白濑眉毛一挑,理不直气也壮,“我们去做什么关你什么事?”
雾夕一副被气得说不出话来的样子,好半晌才憋出一句,“你们这样是会惹麻烦的,说不定还会有危险!”
白濑看着她一副混不吝的模样,“你担心啊?”
雾夕不说话,他又带着些安抚意味说:“反正都是些不义之财,我们羊的威名在这一带很响亮,也没人敢拿我们如何。”
雾夕道:“一次两次没事,一直这样下去肯定会出事的,你缺钱用的话可以去打工啊,反正你有力气人又机灵,总会有店愿意雇你的!”
羊作为互助会,会给成员提供安全的据点和基本衣食,但大把难打的时光和随着年纪渐长的需求总得有个出口,因此稍大些的孩子找个工打也是常有的事。
“打工?”白濑像是听到了什么好笑的事一样哈哈大笑起来。
雾夕气道:“你就要一直这样下去吗,都不会想想以后吗?”
他脸上露出被刺痛的不快,恶狠狠地说:“你才是,好好想想以后吧!”
说完他就径直走了,被留在原地的其他男孩尴尬地说了几句打圆场的话,也跟在他后面溜走了。
一直揪着雾夕胳膊的柚杏见他们走远了,才小声道:“你还是别管白濑了,他不会听话的。”
谁要管他?不过是因为刺激他得到的情感回馈既快又便利,不薅白不薅而已。
反正就算严辞拒绝白濑也都会自我感觉良好地认为她就应该、也的确喜欢他。
雾夕这样想着,面上做出勉强的样子笑了笑:“我知道的,你不用担心。”
不知不觉,她已经在羊待了有两三个月了。
感谢凭一已之力撑起一片天的中原中也。在这个有些畸形但单纯的环境里,特意被挑出来标记的三个各具代表情的样例里,白濑这个典型的坏孩子是最早被抵消借贷给出盈余的。
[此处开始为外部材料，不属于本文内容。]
PR #2026, opened 2018-01-01
dev-util/pkgconf: new recipe

alaviss:
Done as part of GCI 2017

| package | arch | status |
| --- | --- | --- |
| dev-libs/atf | x86_gcc2 | `Test cases: 319 total, 7 skipped, 0 expected failures, 0 broken, 0 failed` |
| dev-libs/atf | x86_64 | `Test cases: 319 total, 7 skipped, 0 expected failures, 0 broken, 0 failed` |
| dev-lua/lutok | x86_gcc2 | `Test cases: 101 total, 4 skipped, 0 expected failures, 0 broken, 0 failed` |
| dev-lua/lutok | x86_64 | `Test cases: 101 total, 4 skipped, 0 expected failures, 0 broken, 0 failed` |
| dev-util/pkgconf | x86_gcc2 | `Test cases: 109 total, 0 skipped, 0 expected failures, 0 broken, 0 failed` |
| dev-util/pkgconf | x86_64 | `Test cases: 109 total, 0 skipped, 0 expected failures, 0 broken, 0 failed` |
| dev-util/kyua | x86_gcc2 | `Test cases: 1215 total, 41 skipped, 4 expected failures,`[`3 broken, 3 failed`][1] |
| dev-util/kyua | x86_64 | `Test cases: 1215 total, 41 skipped, 4 expected failures,`[`3 broken, 3 failed`][2] |

Changes:
- dev-libs/atf:
  - don't include `<sys/mount.h>` on Haiku
  - disable tests that requires atf to be installed
- dev-util/kyua:
  - use `struct dirent` correctly. This prevents segfault on Haiku (thanks @pulkomandy for help)
  - use Haiku user configuration directory (this broke a lot of tests)
  - disable all tests that depends on `$HOME`
  - disable tests that use OS-specific behaviour
  - use `WIFCORED(x)` on Haiku
  - fix tests checking for `SIGKILL` on Haiku
  - implemented memory detection code for Haiku
  - and some misc fixes
- dev-util/pkgconf: swap `LIBRARY_PATH` with `BELIBRARIES` as this appears to be what our gcc [uses][0]

**NOTE:** Some changes to kyua are upstreamable but I won't do so as I don't want to sign their CLA. Feel free to upstream those changes if you wish

Known issues:
- dev-libs/atf: cyclic dependency on kyua due to the lack of `TEST_PREREQUIRES`
- dev-lua/lutok: cyclic dependency on kyua due to the lack of `TEST_PREREQUIRES`
- dev-util/kyua: cyclic dependency on `dev-libs/atf` and `dev-lua/lutok`

Meta issues:
Quoting self on GCI
> I'm having an situation here. ATF-based ports have their tests designed to be run after installation. This means that some of them won't execute correctly (or at all) when not installed. Currently I'm removing all of them from our install image, should I instead move them into an another package? And if we decide to do so, where should we put them? Currently they're in $prefix/tests.

[0]: https://github.com/haikuports/haikuports/blob/99b3c76c3e8178c62044b9f0e0594db0b1ff518c/sys-devel/gcc/patches/gcc-5.4.0_2016_06_04.patchset#L641
[1]: https://0bin.net/paste/vM-brFsQ-t2rWEzg#+2mWGpB8EmqSeobYlnAEjzq8mnJRTL7MO2ZBjWFvNry
[2]: https://0bin.net/paste/vOeuxcCguqWSSd3b#kaKOWBz3IJ9F16y42nuk8ZPCnnGVFRqS2XwngFkehl4

### DIFF
--- a/dev-libs/atf/atf-0.21.recipe
+++ b/dev-libs/atf/atf-0.21.recipe
@@ -1,0 +1,112 @@
+SUMMARY="Libraries to write tests in C, C++ and shell"
+DESCRIPTION="ATF, or Automated Testing Framework, is a collection of libraries \
+to write test programs in C, C++ and POSIX shell.
+
+The ATF libraries offer a simple API. The API is orthogonal through \
+the various bindings, allowing developers to quickly learn how to write \
+test programs in different languages.
+
+ATF-based test programs offer a consistent end-user command-line interface to \
+allow both humans and automation to run the tests.
+
+ATF-based test programs rely on an execution engine to be run and \
+this execution engine is not shipped with ATF. Kyua is the engine of choice."
+HOMEPAGE="https://github.com/jmmv/atf"
+COPYRIGHT="2007-2012 The NetBSD Foundation, Inc.
+	2011, 2012, 2014 Google Inc."
+LICENSE="BSD (2-clause)
+	BSD (3-clause)"
+REVISION="1"
+SOURCE_URI="https://github.com/jmmv/atf/releases/download/atf-$portVersion/atf-$portVersion.tar.gz"
+CHECKSUM_SHA256="92bc64180135eea8fe84c91c9f894e678767764f6dbc8482021d4dde09857505"
+PATCHES="atf-$portVersion.patchset"
+
+ARCHITECTURES="!x86_gcc2 ?x86 x86_64"
+SECONDARY_ARCHITECTURES="x86"
+
+commandSuffix="$secondaryArchSuffix"
+if [ "$targetArchitecture" = x86_gcc2 ]; then
+	commandSuffix=""
+fi
+
+libVersion="1.0.0"
+libCppVersion="2.0.0"
+libVersionCompat="$libVersion compat >= ${libVersion%%.*}"
+libCppVersionCompat="$libCppVersion compat >= ${libCppVersion%%.*}"
+
+PROVIDES="
+	atf$secondaryArchSuffix = $portVersion
+	cmd:atf_sh$secondaryArchSuffix = $portVersion
+	lib:libatf_c$secondaryArchSuffix = $libVersionCompat
+	lib:libatf_c++$secondaryArchSuffix = $libCppVersionCompat
+	"
+REQUIRES="
+	haiku$secondaryArchSuffix
+	"
+
+PROVIDES_devel="
+	atf${secondaryArchSuffix}_devel = $portVersion
+	devel:libatf_c$secondaryArchSuffix = $libVersionCompat
+	devel:libatf_c++$secondaryArchSuffix = $libCppVersionCompat
+	"
+REQUIRES_devel="
+	atf$secondaryArchSuffix == $portVersion base
+	"
+
+BUILD_REQUIRES="
+	haiku${secondaryArchSuffix}_devel
+	"
+BUILD_PREREQUIRES="
+	cmd:autoconf
+	cmd:awk
+	cmd:g++$secondaryArchSuffix
+	cmd:gcc$secondaryArchSuffix
+	cmd:grep
+	cmd:make
+	cmd:sed
+	"
+
+TEST_REQUIRES="
+	cmd:kyua$commandSuffix
+	"
+
+defineDebugInfoPackage atf$secondaryArchSuffix \
+	"$binDir/atf-sh" \
+	"$libDir/libatf-c.so.$libVersion" \
+	"$libDir/libatf-c++.so.$libCppVersion"
+
+BUILD()
+{
+	CPPFLAGS="-D_BSD_SOURCE" LIBS="-Wl,--as-needed -lbsd" \
+	runConfigure --omit-dirs "libExecDir" ./configure \
+		--libexecdir="$libExecDir/atf" \
+		--enable-developer=no
+	make $jobArgs
+}
+
+INSTALL()
+{
+	make install
+
+	rm "$docDir"/{COPYING,README}
+
+	rm -rf "$prefix/tests"
+	rm -f "$libDir"/*.la
+
+	prepareInstalledDevelLibs libatf-c++ libatf-c
+	fixPkgconfig
+	# Turns out their .pc files don't have ${prefix}
+	sed -e "s|\${prefix}|$prefix|g" -i "$developLibDir/pkgconfig"/*.pc
+	sed \
+		-e "s|\${exec_prefix}/bin/atf-sh|$binDir/atf-sh|" \
+		-i "$developLibDir/pkgconfig/atf-sh.pc"
+	packageEntries devel \
+		"$developDir" \
+		"$dataDir/aclocal" \
+		"$manDir/man3"/atf-c*
+}
+
+TEST()
+{
+	CPATH="$PWD" kyua test
+}
--- a/dev-lua/lutok/lutok-0.4.recipe
+++ b/dev-lua/lutok/lutok-0.4.recipe
@@ -1,0 +1,103 @@
+SUMMARY="A lightweight C++ API library for Lua"
+DESCRIPTION="Lutok provides thin C++ wrappers around the Lua C API to ease the \
+interaction between C++ and Lua. These wrappers make intensive use of RAII to \
+prevent resource leakage, expose C++-friendly data types, report errors by means \
+of exceptions and ensure that the Lua stack is always left untouched in the face \
+of errors. The library also provides a small subset of miscellaneous utility \
+functions built on top of the wrappers.
+
+Lutok focuses on providing a clean and safe C++ interface; the drawback is that \
+it is not suitable for performance-critical environments. In order to implement \
+error-safe C++ wrappers on top of a Lua C binary library, Lutok adds several \
+layers of abstraction and error checking that go against the original spirit of \
+the Lua C API and thus degrade performance."
+HOMEPAGE="https://github.com/jmmv/lutok"
+COPYRIGHT="2011, 2012, 2014 Google Inc"
+LICENSE="BSD (3-clause)"
+REVISION="1"
+SOURCE_URI="https://github.com/jmmv/lutok/releases/download/lutok-$portVersion/lutok-$portVersion.tar.gz"
+CHECKSUM_SHA256="2cec51efa0c8d65ace8b21eaa08384b77abc5087b46e785f78de1c21fb754cd5"
+
+ARCHITECTURES="!x86_gcc2 ?x86 x86_64"
+SECONDARY_ARCHITECTURES="x86"
+
+commandSuffix="$secondaryArchSuffix"
+if [ "$targetArchitecture" = x86_gcc2 ]; then
+	commandSuffix=""
+fi
+
+libVersion="3.0.0"
+libVersionCompat="$libVersion compat >= ${libVersion%%.*}"
+
+PROVIDES="
+	lutok$secondaryArchSuffix = $portVersion
+	lib:liblutok$secondaryArchSuffix = $libVersionCompat
+	"
+REQUIRES="
+	haiku$secondaryArchSuffix
+	lib:liblua$secondaryArchSuffix
+	"
+
+PROVIDES_devel="
+	lutok${secondaryArchSuffix}_devel = $portVersion
+	devel:liblutok$secondaryArchSuffix = $libVersionCompat
+	"
+REQUIRES_devel="
+	lutok$secondaryArchSuffix == $portVersion base
+	devel:liblua$secondaryArchSuffix
+	"
+
+BUILD_REQUIRES="
+	haiku${secondaryArchSuffix}_devel
+	devel:liblua$secondaryArchSuffix
+	devel:libatf_c++$secondaryArchSuffix
+	"
+BUILD_PREREQUIRES="
+	cmd:atf_sh$secondaryArchSuffix
+	cmd:awk
+	cmd:diff
+	cmd:doxygen
+	cmd:g++$secondaryArchSuffix
+	cmd:gcc$secondaryArchSuffix
+	cmd:make
+	cmd:pkg_config$secondaryArchSuffix
+	cmd:sed
+	"
+
+TEST_REQUIRES="
+	cmd:kyua$commandSuffix
+	"
+
+defineDebugInfoPackage lutok$secondaryArchSuffix \
+	"$libDir/liblutok.so.$libVersion"
+
+BUILD()
+{
+	runConfigure --omit-dirs docDir ./configure \
+		--docdir="$developDocDir" \
+		--enable-developer=no
+	make $jobArgs
+}
+
+INSTALL()
+{
+	make install
+
+	install -d -m 755 "$docDir"
+	mv "$developDocDir/AUTHORS" "$docDir"
+	rm "$developDocDir"/{README,COPYING}
+
+	rm -f "$libDir"/*.la
+	rm -rf "$prefix"/tests
+
+	prepareInstalledDevelLib liblutok
+	fixPkgconfig
+	# Not all .pc file use ${prefix}
+	sed -e "s|\${prefix}|$prefix|g" -i "$developLibDir/pkgconfig/lutok.pc"
+	packageEntries devel "$developDir"
+}
+
+TEST()
+{
+	make check
+}
--- a/dev-util/kyua/kyua-0.13.recipe
+++ b/dev-util/kyua/kyua-0.13.recipe
@@ -1,0 +1,97 @@
+SUMMARY="A testing framework for infrastructure software"
+DESCRIPTION="Kyua is a testing framework for infrastructure software, \
+originally designed to equip BSD-based operating systems with a test suite. \
+This means that Kyua is lightweight and simple, and that Kyua integrates well \
+with various build systems and continuous integration frameworks.
+
+Kyua features an expressive test suite definition language, a safe runtime \
+engine for test suites and a powerful report generation engine.
+
+Kyua is for both developers and users, from the developer applying a simple \
+fix to a library to the system administrator deploying a new release on a \
+production machine.
+
+Kyua is able to execute test programs written with a plethora of testing \
+libraries and languages. The library of choice is ATF, for which Kyua was \
+originally designed, but simple, framework-less test programs and \
+TAP-compliant test programs can also be executed through Kyua."
+HOMEPAGE="https://github.com/jmmv/kyua"
+COPYRIGHT="2010-2015 The Kyua Authors"
+LICENSE="BSD (3-clause)"
+REVISION="1"
+SOURCE_URI="https://github.com/jmmv/kyua/releases/download/kyua-$portVersion/kyua-$portVersion.tar.gz"
+CHECKSUM_SHA256="db6e5d341d5cf7e49e50aa361243e19087a00ba33742b0855d2685c0b8e721d6"
+PATCHES="kyua-$portVersion.patchset"
+
+ARCHITECTURES="!x86_gcc2 ?x86 x86_64"
+SECONDARY_ARCHITECTURES="x86"
+
+commandSuffix=$secondaryArchSuffix
+commandBinDir=$binDir
+if [ "$targetArchitecture" = x86_gcc2 ]; then
+	commandSuffix=
+	commandBinDir=$prefix/bin
+fi
+
+PROVIDES="
+	kyua$secondaryArchSuffix = $portVersion
+	cmd:kyua$commandSuffix = $portVersion
+	"
+REQUIRES="
+	haiku$secondaryArchSuffix
+	lib:liblua$secondaryArchSuffix
+	lib:liblutok$secondaryArchSuffix
+	lib:libsqlite3$secondaryArchSuffix
+	"
+
+BUILD_REQUIRES="
+	haiku${secondaryArchSuffix}_devel
+	devel:libatf_c++$secondaryArchSuffix
+	devel:liblutok$secondaryArchSuffix
+	devel:libsqlite3$secondaryArchSuffix
+	"
+BUILD_PREREQUIRES="
+	cmd:aclocal
+	cmd:autoreconf
+	cmd:awk
+	cmd:doxygen
+	cmd:g++$secondaryArchSuffix
+	cmd:gcc$secondaryArchSuffix
+	cmd:make
+	cmd:pkg_config$secondaryArchSuffix
+	cmd:sed
+	"
+
+TEST_REQUIRES="
+	cmd:find
+	cmd:sqlite3
+	"
+
+USER_SETTINGS_FILES="
+	settings/kyua directory
+	settings/kyua/kyua.conf template $dataDir/kyua/examples/kyua.conf"
+
+defineDebugInfoPackage kyua$secondaryArchSuffix \
+	"$commandBinDir/kyua"
+
+BUILD()
+{
+	autoreconf -vfi
+	LIBS="-Wl,--as-needed -lbe" \
+	runConfigure --omit-dirs "binDir settingsDir" ./configure \
+		--bindir=$commandBinDir --enable-developer=no
+	make $jobArgs
+}
+
+INSTALL()
+{
+	make install
+
+	rm -rf "$prefix/tests"
+	rm "$docDir"/{LICENSE,CONTRIBUTING.md}
+}
+
+TEST()
+{
+	make check
+}
--- a/dev-util/kyua/patches/kyua-0.13.patchset
+++ b/dev-util/kyua/patches/kyua-0.13.patchset
@@ -1,0 +1,671 @@
+From 235280aa551819a75c09da858a6451e9260488f7 Mon Sep 17 00:00:00 2001
+From: Leorize <alaviss@users.noreply.github.com>
+Date: Mon, 1 Jan 2018 22:35:07 +0700
+Subject: utils/process/child_test: fix type mismatch
+
+Align pipe_fail with syscall_pipe definition
+
+diff --git a/utils/process/child_test.cpp b/utils/process/child_test.cpp
+index 8996c31..2641716 100644
+--- a/utils/process/child_test.cpp
++++ b/utils/process/child_test.cpp
+@@ -256,7 +256,7 @@ open_fail(const char* path, const int flags, ...) throw()
+ ///
+ /// \return Always -1.
+ template< int Errno >
+-static pid_t
++static int
+ pipe_fail(int* UTILS_UNUSED_PARAM(fildes)) throw()
+ {
+     errno = Errno;
+-- 
+2.16.2
+
+
+From ea5b2176fc2fb7b89a14d39469fc33814506e84f Mon Sep 17 00:00:00 2001
+From: Leorize <alaviss@users.noreply.github.com>
+Date: Wed, 3 Jan 2018 20:56:21 +0700
+Subject: kyua: use Haiku user directory
+
+This broke a lot of tests that assume kyua will save it's data in
+$HOME/.kyua
+
+diff --git a/cli/common.cpp b/cli/common.cpp
+index 9204082..b937bdd 100644
+--- a/cli/common.cpp
++++ b/cli/common.cpp
+@@ -121,9 +121,9 @@ namespace {
+ static optional< fs::path >
+ get_historical_db(void)
+ {
+-    optional< fs::path > home = utils::get_home();
+-    if (home) {
+-        const fs::path old_db = home.get() / ".kyua/store.db";
++    optional< fs::path > data_dir = utils::get_home_data();
++    if (data_dir) {
++        const fs::path old_db = data_dir.get() / "store.db";
+         if (fs::exists(old_db)) {
+             if (old_db.is_absolute())
+                 return utils::make_optional(old_db);
+diff --git a/cli/config.cpp b/cli/config.cpp
+index 0049103..d35a533 100644
+--- a/cli/config.cpp
++++ b/cli/config.cpp
+@@ -101,9 +101,9 @@ load_config_file(const cmdline::parsed_cmdline& cmdline)
+     } else if (filename.str() != cli::config_option.default_value())
+         return engine::load_config(filename);
+ 
+-    const optional< fs::path > home = utils::get_home();
+-    if (home) {
+-        const fs::path path = home.get() / ".kyua" / config_basename;
++    const optional< fs::path > conf_home = utils::get_home_config();
++    if (conf_home) {
++        const fs::path path = conf_home.get() / config_basename;
+         try {
+             if (fs::exists(path))
+                 return engine::load_config(path);
+diff --git a/cli/main.cpp b/cli/main.cpp
+index 531c252..67820cd 100644
+--- a/cli/main.cpp
++++ b/cli/main.cpp
+@@ -239,10 +239,10 @@ fs::path
+ cli::detail::default_log_name(void)
+ {
+     // Update doc/troubleshooting.texi if you change this algorithm.
+-    const optional< std::string > home(utils::getenv("HOME"));
+-    if (home) {
+-        return logging::generate_log_name(fs::path(home.get()) / ".kyua" /
+-                                          "logs", cmdline::progname());
++    const optional< fs::path > data_home = utils::get_home_data();
++    if (data_home) {
++        return logging::generate_log_name(data_home.get() / "logs",
++                                          cmdline::progname());
+     } else {
+         const optional< std::string > tmpdir(utils::getenv("TMPDIR"));
+         if (tmpdir) {
+diff --git a/store/layout.cpp b/store/layout.cpp
+index 6bc67a8..b5f39d2 100644
+--- a/store/layout.cpp
++++ b/store/layout.cpp
+@@ -228,13 +228,13 @@ layout::new_db_for_migration(const fs::path& root,
+ fs::path
+ layout::query_store_dir(void)
+ {
+-    const optional< fs::path > home = utils::get_home();
+-    if (home) {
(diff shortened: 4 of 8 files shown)


dev-libs/atf/atf-0.21.recipe
```diff
@@ -0,0 +1,107 @@
...
+defineDebugInfoPackage atf$secondaryArchSuffix \
+	"$prefix/bin/atf-sh" \
+	"$libDir/libatf-c.so.$libVersion" \
+	"$libDir/libatf-c++.so.$libVersionCPlus"
+
+BUILD()
+{
+	CPPFLAGS="-D_BSD_SOURCE" LIBS="-lbsd" \
+		runConfigure --omit-dirs "binDir libExecDir" ./configure \
+			--bindir="$prefix/bin" --libexecdir="$libExecDir/atf"
```
fbrosson: We usually have a slightly different indentation:
```diff
 	CPPFLAGS="-D_BSD_SOURCE" LIBS="-lbsd" \
-		runConfigure --omit-dirs "binDir libExecDir" ./configure \
-			--bindir="$prefix/bin" --libexecdir="$libExecDir/atf"
+	runConfigure --omit-dirs "binDir libExecDir" ./configure \
+		--bindir="$prefix/bin" --libexecdir="$libExecDir/atf"
```

dev-lua/lutok/lutok-0.4.recipe
```diff
@@ -0,0 +1,97 @@
...
+	devel:liblua$secondaryArchSuffix
+	"
+BUILD_PREREQUIRES="
+	cmd:atf_sh
+	cmd:awk
+	cmd:doxygen
+	cmd:g++$secondaryArchSuffix
+	cmd:gcc$secondaryArchSuffix
+	cmd:make
+	cmd:pkg_config
```
fbrosson:
```diff
-	cmd:pkg_config
+	cmd:pkg_config$secondaryArchSuffix
```

dev-lua/lutok/lutok-0.4.recipe
```diff
@@ -0,0 +1,97 @@
...
+	cmd:sed
+	"
+# Avoid cyclic dep
+if [ "$recipeAction" = "TEST" ]; then
+	BUILD_PREREQUIRES+="
+		cmd:kyua
+		"
+fi
```
fbrosson: I'd use this:
```
if [ "$recipeAction" = TEST ]; then
BUILD_PREREQUIRES+="
	cmd:kyua
	"
fi
```
because having this indentation will reduce the size of the diff when TEST_REQUIRES becomes available. If/when this happens, with the suggested indentation the diff will be:
```diff
-if [ "$recipeAction" = TEST ]; then
-BUILD_PREREQUIRES+="
+TEST_REQUIRES="
 	cmd:kyua
 	"
-fi
```

dev-libs/atf/atf-0.21.recipe
```diff
@@ -0,0 +1,107 @@
...
+	cmd:gcc$secondaryArchSuffix
+	cmd:grep
+	cmd:make
+	cmd:sed
+	"
+# Avoid cyclic dep
+if [ "$recipeAction" = "TEST" ]; then
+	BUILD_PREREQUIRES+="
+		cmd:kyua
+		"
```
fbrosson: I'd use this:
```
if [ "$recipeAction" = TEST ]; then
BUILD_PREREQUIRES+="
	cmd:kyua
	"
fi
```
because having this indentation will reduce the size of the diff when TEST_REQUIRES becomes available.
If/when this happens, with the suggested indentation the diff will be:
```diff
-if [ "$recipeAction" = TEST ]; then
-BUILD_PREREQUIRES+="
+TEST_REQUIRES="
 	cmd:kyua
 	"
-fi
```

alaviss: I could actually remove the entire block. It doesn't work at all

fbrosson:
Sorry @alaviss, I wanted to do a full review of this PR since a long time ago, but I kept postponning it this task...
(Well, I did review a few recipes (in this PR) once, but you have since made several enhancements, so I really need to review all of its recipes.)
I promisse I'll review it soon, probably in one or two days.

alaviss:
Updates:
- atf: cleaned up
- kyua: drop suffix on x86_gcc2

dev-util/kyua/kyua-0.13.recipe
```diff
@@ -0,0 +1,101 @@
...
+	"
+BUILD_REQUIRES+="$TEST_REQUIRES"
+BUILD_PREREQUIRES+="$TEST_PREREQUIRES"
+
+USER_SETTINGS_FILES="
+	settings/kyua directory
+	settings/kyua/kyua.conf template $dataDir/kyua/examples/kyua.conf"
+
+defineDebugInfoPackage kyua$secondaryArchSuffix \
+	"$binDir/kyua"
```
fbrosson: `$binDir` ➡️ `$commandBinDir`

dev-lua/lutok/lutok-0.4.recipe
```diff
@@ -0,0 +1,102 @@
...
+
+TEST_REQUIRES="
+	devel:libatf_c++$secondaryArchSuffix
+	"
+TEST_PREREQUIRES="
+	cmd:atf_sh$secondaryArchSuffix
+	cmd:kyua$secondaryArchSuffix
+	"
+BUILD_REQUIRES+="$TEST_REQUIRES"
+BUILD_PREREQUIRES+="$TEST_PREREQUIRES"
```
PR #2028, opened 2018-01-01
libpciacces, bump version, move to the proper place

Begasus:


x11-libs/libpciaccess/libpciaccess-0.14.recipe
```diff
@@ -1,32 +1,42 @@
...
 REVISION="1"
-SOURCE_URI="https://xorg.freedesktop.org/releases/individual/lib/libpciaccess-$portVersion.tar.gz"
-CHECKSUM_SHA256="fe26ec788732b4ef60b550f2d3fa51c605d27f646e18ecec878f061807a3526e"
+SOURCE_URI="https://www.x.org/releases/individual/lib/libpciaccess-$portVersion.tar.bz2"
+CHECKSUM_SHA256="3df543e12afd41fea8eac817e48cbfde5aed8817b81670a4e9e493bb2f5bf2a4"
 PATCHES="libpciaccess-$portVersion.patchset"
 
-ARCHITECTURES="?x86_gcc2 ?x86 ?x86_64"
-SECONDARY_ARCHITECTURES="?x86"
+ARCHITECTURES="?x86_gcc2 x86 x86_64"
```
fbrosson: @Begasus, if you feel like writing a patch for fixing an error at line 230 of `scanpci/scanpci.c`, you can mark x86_gcc2 as tested :)
```diff
-ARCHITECTURES="?x86_gcc2 x86 x86_64"
+ARCHITECTURES="x86_gcc2 x86 x86_64"
```
Here's the diff for the patch:
```diff
     ret = pci_system_init();
     if (ret != 0)
-	err(1, "Couldn't initialize PCI system");
+	err(1, "%s", "Couldn't initialize PCI system");
```

I'm not sure, however, if the correct format to use is just `"%s"` or if we should use `"%s\n"`. I'll leave that to you ;-)

BTW, everything else looks OK in your recipe, and I'll test it soon on x86_64.

fbrosson: Shall we use a PATCH() function?
```
PATCH()
{

		sed -i -e "s/\(err(1, \)\(\"Couldn't initialize PCI system\");\)/\1\"%s\", \2/;" \
			scanpci/scanpci.c
	fi
}
```
Or would you prefer to mark this recipe as broken on x86_gcc2?

Begasus: Insterted it as a PATCH function, easier to remove is we would like to set x86_gcc2 as broken, it builds ok, but there is no need for it as other deppendencies that would call it won't work with gcc2*

x11-libs/libpciaccess/libpciaccess-0.14.recipe
```diff
@@ -41,13 +51,26 @@ BUILD_PREREQUIRES="
...
 	cmd:make
 	cmd:pkg_config$secondaryArchSuffix
 	"
 
+defineDebugInfoPackage libpciaccess$secondaryArchSuffix \
+	$libDir/libpciaccess.so.$libVersion
+
+PATCH()
+{
+
```
fbrosson: No need for a blank line here.

Oops, that's my fault. Sorry, I had not noticed I had inserted a blank line in my comment.

PR #2035, opened 2018-01-01
gnupg, bump version

Begasus:
Needs new version of libassuan: https://github.com/haikuports/haikuports/pull/2036


Begasus:
We still have 1.4.21 that still builds on gcc2, 2.2.* versions are not supported there, should we rename this recipe to gnu**2**-2.2.4.recipe?

Begasus:
Actually depot would take care if you want to install the gcc2 or gcc5 version, so no need to rename it

PR #2585, opened 2018-05-20
LibUniBreak: new recipe

extrowerk:


dev-libs/libunibreak/libunibreak-4.0.recipe
```diff
@@ -0,0 +1,81 @@
...
+DESCRIPTION="An implementation of the line breaking and word breaking \
+algorithms as described in Unicode Standard Annex 14 and Unicode Standard \
+Annex 29."
+HOMEPAGE="http://vimgadgets.sourceforge.net/libunibreak/"
+COPYRIGHT="2016 Andreas Röver"
+LICENSE="Zlib"
+REVISION="1"
+SOURCE_URI="https://github.com/adah1972/libunibreak/archive/libunibreak_4_0.tar.gz"
+CHECKSUM_SHA256="8ea270d2d9dea6b633f7de1a4a624163c3549b4b6f5031f08c6b96d704d58aa4"
+SOURCE_DIR="libunibreak-libunibreak_4_0"
```
fbrosson: Suggestion:
```diff
-SOURCE_URI="https://github.com/adah1972/libunibreak/archive/libunibreak_4_0.tar.gz"
+SOURCE_URI="https://github.com/adah1972/libunibreak/archive/libunibreak_${portVersion//./_}.tar.gz"
 CHECKSUM_SHA256="8ea270d2d9dea6b633f7de1a4a624163c3549b4b6f5031f08c6b96d704d58aa4"
-SOURCE_DIR="libunibreak-libunibreak_4_0"
+SOURCE_DIR="libunibreak-libunibreak_${portVersion//./_}"
```
Well, maybe this is not a good idea. After all, if there are no more releases since 2016, then we can probably stick to the hard coded `4_0`.
(Feel free to choose whatever you think is best.)

dev-libs/libunibreak/libunibreak-4.0.recipe
```diff
@@ -0,0 +1,81 @@
...
+{
+	make install
+
+	# remove libtool library files
+	rm $libDir/*.la
+	rm $libDir/liblinebreak.a
+
+	# prepare develop/lib
+	prepareInstalledDevelLibs libunibreak
+	ln -s $developLibDir/libunibreak.a $developLibDir/liblinebreak.a
```
fbrosson:
```diff
-	ln -s $developLibDir/libunibreak.a $developLibDir/liblinebreak.a
+	ln -s libunibreak.a $developLibDir/liblinebreak.a
```
Alternatively, you could use `ln -r -s` and keep the same arguments.
BTW, maybe we don't need to symlink `libunibreak.a`.

dev-libs/libunibreak/libunibreak-4.0.recipe
alaviss: Upstream also provide an another tarball: https://github.com/adah1972/libunibreak/releases/download/libunibreak_4_0/libunibreak-4.0.tar.gz

This tarball has a different checksum and appears to contains docs as well, so you might want to use it instead.

dev-libs/libunibreak/libunibreak-4.0.recipe
```diff
@@ -0,0 +1,81 @@
...
+	cmd:pkg_config$secondaryArchSuffix
+	"
+
+defineDebugInfoPackage libunibreak$secondaryArchSuffix \
+	"$libDir"/libunibreak.so.$libVersion
+
+BUILD()
+{
+	./autogen.sh
+	runConfigure ./configure
```
alaviss:
```diff
-	./autogen.sh
-	runConfigure ./configure
+	runConfigure ./autogen.sh
```

This is because `autogen.sh` [runs configure automatically](https://github.com/adah1972/libunibreak/blob/23aa7415254420de0aa4186e72f602257762c9ec/autogen.sh#L12)

dev-libs/libunibreak/libunibreak-4.0.recipe
extrowerk: According my tests we do need the a symlink.

fbrosson: OK.
(But it would still be nice to make it a _relative_ symlink.)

这个各方面都不成熟的男生,唯独给予的情感反馈相当慷慨,几乎每遇到一次就给出一笔‘盈余’,雾夕都快爱上刺激他的游戏了。
而被温柔对待,有求必应的柚杏则要更晚些,但很稳定,不过这女孩骨子里缺乏安全感,表现在外,总会有意无意地把雾夕和别人隔开,不希望任何人同她比自己更亲近。
这借贷的感情果然很真,就算没‘变质’,这喜爱终究也带着浓郁的个人色彩,就算是好的,也总带着种种不足与缺憾。
出乎意料之外,他们三个中最难搞的是中原中也。
直到上周末,雾夕才从他那里得到盈余,可她对他是最上心不过的,不管是时间还是心思都在他身上花得最多。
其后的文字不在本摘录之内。